You can’t call a system secure unless it’s really secure. Any application that does validation on the client side of the browser can’t afford to bypass it on the server side because someone can always programatically post invalid data. Long back when the app servers and http sessions were just coming up, a few e-commerce applications implemented shopping carts and item pricing using html form hidden variables and got hacked.
Anyway, I am trying to understand the security aspect of using Amazon S3, Amazon’s Simple Storage Service. When a system stores a resource locally, it has the control over serving the resource by authenticating the user. However, when using Amazon S3, this is usually not the case. That is, the very reason most people want to use Amazon S3 is for scalability. This can be achieved only if the url points directly to the Amazon S3 servers itself rather than pointing to your own server. If the url is routed through your own server, then you can do a server-side fetching of the resource stored in Amazon S3 after authenticating the user and then send it. But that defeats the purpose completely since your server becomes a bottleneck.

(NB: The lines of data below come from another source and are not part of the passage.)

PR #4194, opened 2018-09-14
nginx_plus: use upstream server IP:port in dimension IDs, not the transient ID

illes:
nginx-plus assigns an internal numeric ID to each upstream server, this ID might change for the "same" upstream server (_same_ meaning identical IP:port) when, e.g.:
- nginx is restarted
- an upstream server is removed and then re-added to upstream via the API

Using the sanitized IP:port in dimension IDs ensures that charts behave as expected.

### DIFF
--- a/python.d/nginx_plus.chart.py
+++ b/python.d/nginx_plus.chart.py
@@ -178,7 +178,7 @@ def web_upstream_charts(wu):
         ]
     }
     for peer in wu:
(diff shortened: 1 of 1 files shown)


l2isbad:
@illes 
I see `name` and `servers` provides same info
```json
{ "server":"10.0.0.1:8080","name":"10.0.0.1:8080"}
```

After your PR
```
charts['web_upstream_{0}_{1}_responses'.format(wu.name, peer.server)]
```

Also, in that case, why store it in S3 and not locally?
Amazon S3 offers query-string authentication mechanism. This passes 3 additional URL parameters, your Amazon Web Services Access Key, Expiration and the Signature which is encrypted string of the resource url and a few other details. This guarantees that a resource is not accessible unless the signature is available, but the moment the url is given to one, and anyone else with an access to the url (which can happen in various ways) can also access the resource. So, essentially there is no user level security. The expiration field (which is also part of the signature, encrypted and safe) offers some level of defense, but still may not be good enough for certain class of secure applications.
So, it’s important to understand the limitations of using an OnDemand Service for powering up your applications. Amazon S3 as a personal backup drive is no brainer. Similarly, using it for completely public access also is no issue. Just those applications that require a tight security based on user (and not just based on the resource itself), can’t make use of S3. This issue is not specific to Amazon S3. Any service, with simple operations as those available in Amazon S3 WebServices will have this issue.